Hello,
1+1-2
Is this an axiom or a proof?
Neither. An axiom is in particular a proposition, i.e., something that is either true or false. Here, 1 + 1 - 2 is neither true nor false. Further, a proof is an expression that usually combines propositions according to specified inference rules. Therefore, this is not a proof, either.
Yes; see this post.
Whether 1 + 1 = 2 is considered an axioms or a theorem varies between formal systems. E.g., in Peano Arithmetic, it is a theorem and in the Calculus of Inductive Constructions it is an (instance of a universal) axiom.
Just to be sure to understand. $\displaystyle 2$ is syntaxic sugar for $\displaystyle SS0$ (with $\displaystyle S$ the symbol of the successor function).

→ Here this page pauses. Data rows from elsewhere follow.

PR #5, opened 2018-08-23
*: propagate workdir to children containers

erizocosmico:
Since daemon itself was not going to do anything with the workdir decided not to mount it and just pass it as an argument. Children containers are started with the workdir mounted if needed.

Going forward containers may need some configuration and `InfoOrStart` provided too little possibility for configuration from the outside, so I added the possibility to pass it some config options.

### DIFF
--- a/cmd/srcd-server/engine/engine.go
+++ b/cmd/srcd-server/engine/engine.go
@@ -24,11 +24,13 @@ var _ api.EngineServer = new(Server)
 
 type Server struct {
 	version string
+	workdir string
 }
 
-func NewServer(version string) *Server {
+func NewServer(version, workdir string) *Server {
 	return &Server{
 		version: version,
+		workdir: workdir,
 	}
 }
 
@@ -162,6 +164,7 @@ func createBbblfshd() error {
 		Image: "bblfsh/bblfshd",
 		Cmd:   []string{"-ctl-address=0.0.0.0:9433", "-ctl-network=tcp"},
 	}
+
 	// TODO: add volume to store drivers
 	host := &container.HostConfig{Privileged: true}
 
--- a/cmd/srcd-server/engine/sql.go
+++ b/cmd/srcd-server/engine/sql.go
@@ -14,10 +14,18 @@ import (
 	"github.com/src-d/engine-cli/docker"
 )
 
-const gitbaseName = "srcd-cli-gitbase"
+const (
+	gitbaseName      = "srcd-cli-gitbase"
+	gitbaseMountPath = "/opt/repos"
+)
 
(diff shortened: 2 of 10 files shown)


cmd/srcd-server/engine/engine.go
```diff
@@ -152,7 +154,11 @@ func (s *Server) parse(ctx context.Context, req *api.ParseRequest, log logf) (*a
 	return resp, nil
 }
 
-func createBbblfshd() error {
+func (s *Server) withWorkdirMounted(at string) docker.ConfigOption {
```
campoy: wondering whether this function is actually needed
it's only called once and the body is simple enough I would just manually inline it

cmd/srcd-server/engine/sql.go
```diff
@@ -15,9 +15,14 @@ import (
 )
 
 const gitbaseName = "srcd-cli-gitbase"
+const gitbaseMountPath = "/opt/repos"
```
campoy: const (
   gitbaseName = ...
   gitbaseMountPath = ...
)

cmd/srcd/cmd/sql.go
```diff
@@ -40,7 +40,12 @@ var sqlCmd = &cobra.Command{
 		}
 		query := args[0]
 
-		c, err := daemon.Client()
+		workdir, err := os.Getwd()
+		if err != nil {
+			logrus.Fatalf("could not get working directory: %s", err)
+		}
+
+		c, err := daemon.Client(workdir)
```
campoy: I feel like you could create a new function daemon.ClientOnPwd and move the code calling os.Getwd into it

cmd/srcd/daemon/daemon.go
```diff
@@ -42,8 +43,13 @@ func Client() (api.EngineClient, error) {
 	return api.NewEngineClient(conn), nil
 }
 
-func Start() error {
+func Start(workdir string) error {
+	return start(docker.WithEnv(workdirKey, workdir))
+}
+
+func start(opts ...docker.ConfigOption) error {
```
campoy: I'd make start(opts) return a `func() error` so you don't need to pass the options around so much.

Closures ftw

erizocosmico:
Fixed

cmd/srcd/cmd/sql.go
erizocosmico: Actually, Client never needed workdir cause the only place you need a workdir different than pwd is Start, so I'm gonna remove all that

erizocosmico:
Fixed the issue. Right now it's a little hacky, because it kills all components (which is all docker containers here). I will rebase #9 with this and make it only remove the components that are workdir dependant (no need to kill bblfsh, for example, which doesn't require workdir).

So you say it's a theorem (result of a proof) and not an axiom because we have to invoque sequently :
(1) Axiom $\displaystyle \forall v_0\forall v_1 v_0+Sv_1 = S(v_0+v_1)$ on $\displaystyle S0$ and $\displaystyle 0$ :
$\displaystyle S0+S0 = S(S0+0)$
(2) Axiom $\displaystyle \forall v_0 v_0+0 = v_0$ on $\displaystyle S0$ :
$\displaystyle S0+S0 = SS0$
?
To further this point, any sentence s can be put into a formal system as an axiom. Therefore, the question is what system are we talking about and is the axiom redundant? By the latter question I mean can we take a formal system S and exclude the axiom s in it and still derive s. Then there was no need for s to be an axiom of S. As emakarov pointed out, in Peano Arithmetic, it would make no sense to have an axiom or axiom schema for "1 + 1 = 2," but in another system it can very well be an (instance of an) axiom. Of course, when we say something like Peano Arithmetic, it is so defined as to have certain axioms. If we had an axiom or schema for "1 + 1 = 2", it wouldn't actually be Peano Arithmetic anymore. It would be "PA + s".